Merely to have put Africa, aid and trade and global warming at the top of Britain's agenda for the G8 was a commitment worthy of respect. None of the other seven members would have done that. Were unrealistic expectations raised? Yes. Did the outcomes fall short? Yes. Was that Britain's fault? No. Blair worked tirelessly, as did other ministers. Does the failure to reach the best outcome invalidate the efforts or the actual achievements? Absolutely not. In politics, the best should never be made the enemy of the good.

From: Martin Kettle
Tuesday July 12, 2005
The Guardian "Not a war criminal but the world's leading statesman"

NYE

10:55 AM  
David Wearing said...

Nye - thanks for your post.

Kettle's article was wrong from the first four words of the headline, and went rapidly downhill from there. I think the value of the piece, and of Kettle as a commentator is best measured by the following sentence.

"When I looked at the leaders of the world gathered on the steps of Gleneagles last week, it seemed to me that three of them could be said to have a larger idea than mere national self-interest about the direction the world should take. They were Tony Blair, George Bush and Hu Jintao"

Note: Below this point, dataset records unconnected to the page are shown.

PR #30090, opened 2026-08-28
perf(vsock-host): move exec output copy outside state lock

### LINKED ISSUE #30069: perf(rust): move exec output payload copies outside the connection lock
## Summary

`dispatch_output` copies every streamed exec-output chunk while holding the connection-wide `Shared.state` mutex. The function releases the mutex after reserving channel capacity, but reacquires it before calling `ExecStreamPermit::send`; that call performs the actual `Vec` allocation and byte copy.

This defeats the documented unlocked payload-ownership boundary and unnecessarily blocks all other connection-state operations during every streamed chunk copy.

## Evidence

- `crates/vsock-host/src/exec_operation/dispatch.rs:183-217` validates the borrowed output and reserves an owned channel permit under `Shared.state`, then releases the lock. The comment at lines 196-197 says payload ownership should happen outside the lock.
- `crates/vsock-host/src/exec_operation/dispatch.rs:220-240` runs the `exec_output_before_copy` hook while unlocked, then reacquires `Shared.state` and calls `permit.send(decoded)` at line 237 while the guard is still live.
- `crates/vsock-host/src/exec_operation/state.rs:474-490` shows that `ExecStreamPermit::send` performs `output.chunk.to_vec()` for both stream variants. The allocation and full payload copy therefore occur inside the global state critical section.
- `crates/vsock-host/src/connection/mod.rs:31-71` shows that this mutex is the connection-wide source of truth for liveness, route reservations, pending requests, and active exec operations, so unrelated registration, teardown, and routing work must wait for the copy.
- `crates/vsock-host/src/connection/mod.rs:80-82` explicitly describes the hook as being at the "unlocked exec-output payload-copy boundary," and `crates/vsock-host/src/tests/exec_operation/stream.rs:536-588` verifies that teardown can acquire the state mutex at that boundary.
- `crates/vsock-host/src/file/copy.rs:26-30,510-532` uses this stream for guest-to-host file copies with 64 KiB chunks and a maximum of 128 MiB. A maximum-sized built-in copy can therefore perform about 2,048 allocations and byte copies while repeatedly holding the connection-wide mutex. Other protocol callers may request larger non-zero chunk limits, subject to the 16 MiB wire message limit in `crates/vsock-proto/src/wire.rs:4-5`.

## Performance impact

High-volume exec streams repeatedly extend the `Shared.state` critical section with allocation and byte-copy work that does not require connection-state access. That increases lock contention and latency for connection lifecycle, request routing, operation registration, and teardown. The cost scales with both stream volume and chunk size, and is on the reader task's hot path.

## Acceptance criteria

- Materialize the owned exec-output event/chunk before reacquiring `Shared.state`.
- Keep the second critical section limited to validating that the reserved permit still belongs to the current operation and atomically deciding whether to deliver or discard the already-owned event.
- Do not allocate or copy chunk bytes while holding `Shared.state`.
- Preserve the teardown and sequence-reuse safety properties covered by `exec_output_teardown_before_copy_discards_reserved_event`.
- Add or adapt a regression test that proves the state mutex remains acquirable during the payload-ownership step.

seven332:
## Summary

- materialize streamed exec output before reacquiring the connection-wide state lock
- make `ExecStreamPermit::send` accept owned output and move bytes into both queue variants without copying
- bind the teardown regression hook to the actual payload-copy boundary

## Scope

- no wire protocol, public API, queue capacity, or error behavior changes
- no new logs

## Validation

- `cargo test -p vsock-host exec_output_teardown_at_copy_boundary_discards_reserved_event`
- `cargo clippy -p vsock-host --all-targets --all-features -- -D warnings`
- `RUSTDOCFLAGS="-D warnings" cargo doc -p vsock-host --no-deps`
- `cargo test -p vsock-host` (387 passed)
- `lefthook run pre-commit`

Closes #30069

### DIFF
--- a/crates/vsock-host/src/exec_operation/dispatch.rs
+++ b/crates/vsock-host/src/exec_operation/dispatch.rs
@@ -15,7 +15,7 @@ use super::state::{
 };
 use super::types::{
     ExecControlAck, ExecControlGuestStatus, ExecControlOutcome, ExecOperationResult,
-    ExecOwnedCapturedOutput, SupervisedExecStartTiming,
+    ExecOutputEvent, ExecOwnedCapturedOutput, SupervisedExecStartTiming,
 };
 use super::{exec_operation_guest_error, exec_operation_protocol_error};
 
@@ -119,6 +119,19 @@ fn owned_captured_output(output: ExecCapturedOutput<'_>) -> ExecOwnedCapturedOut
     }
 }
 
+fn owned_output_event(
+    output: vsock_proto::DecodedExecOutput<'_>,
+    before_copy: impl FnOnce(),
+) -> ExecOutputEvent {
+    before_copy();
+    ExecOutputEvent {
+        stream: output.stream,
+        output_seq: output.output_seq,
+        chunk: output.chunk.to_vec(),
+        truncated: output.truncated,
+    }
+}
+
 #[cfg(test)]
 fn run_exec_output_before_copy_hook(shared: &Arc<Shared>) {
     let hook = shared
@@ -218,8 +231,10 @@ fn dispatch_output(shared: &Arc<Shared>, msg: BorrowedRawMessage<'_>) -> io::Res
     drop(senders_to_drop);
 
     let returned_sender = if let Some((permit, decoded)) = prepared_output {
-        #[cfg(test)]
-        run_exec_output_before_copy_hook(shared);
+        let event = owned_output_event(decoded, || {
+            #[cfg(test)]
+            run_exec_output_before_copy_hook(shared);
+        });
 
         {
             let mut guard = shared.state.lock().unwrap_or_else(|e| e.into_inner());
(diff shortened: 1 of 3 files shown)


seven332:
## Code Review: PR #30090

**Reviewed head:** `e1b5ce42100422aa5fd9fefeb7d39579516a6d51`

### Summary

The change restores exec-output payload ownership before the second connection-state lock, makes permit delivery accept owned data only, and preserves the atomic channel-identity/teardown boundary for both stream variants.

### Findings

No findings.

### Testing

The focused copy-boundary regression, Rust formatting, crate-scoped Clippy, rustdoc, the full 387-test `vsock-host` suite, and pre-commit hooks passed. Existing integration paths cover both event and process-output payloads. No benchmark was run; the allocation and mutex scopes are directly verifiable in the submitted diff.

### Verdict

LGTM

To put this as gently as possible, I'm really not sure that the view of Bush as some sort of Wilsonian idealist is going to stand the test of history. There have been few US administrations more passionately dedicated to serving the interests of US power to the exclusion of all other considerations; possibly none. Its hard to take Kettle seriously when he conjures up this sort of delusional claptrap.

As I said in the post above this one http://www.democratsdiary.co.uk/2005/07/some-thoughts-on-cynicism-and-g8.html "Powerful people have assumed grand moral postures throughout history. If we're rational, we don't judge their actual moral character simply on the basis of the proclamations they make about their good intentions. If we're rational, we judge them by their actions. Today, the figures speak for themselves." I set out the relevant figures in that post, as well as the inexcusable deficiencies of the G8 deal. That gives my answer to the paragraph you quote. Given the ongoing daily costs of African poverty I find Kettle's apparently relaxed attitude pretty disgusting.

Incidentally, I don't think the G8 failure gives any cause for despondency or cynicism. It simply means that, far from falling over ourselves to thank the Great Leaders for acknowledging the existence of poverty as Martin Kettle has done, we should redouble our own efforts to campaign from the grassroots in order to secure what's required.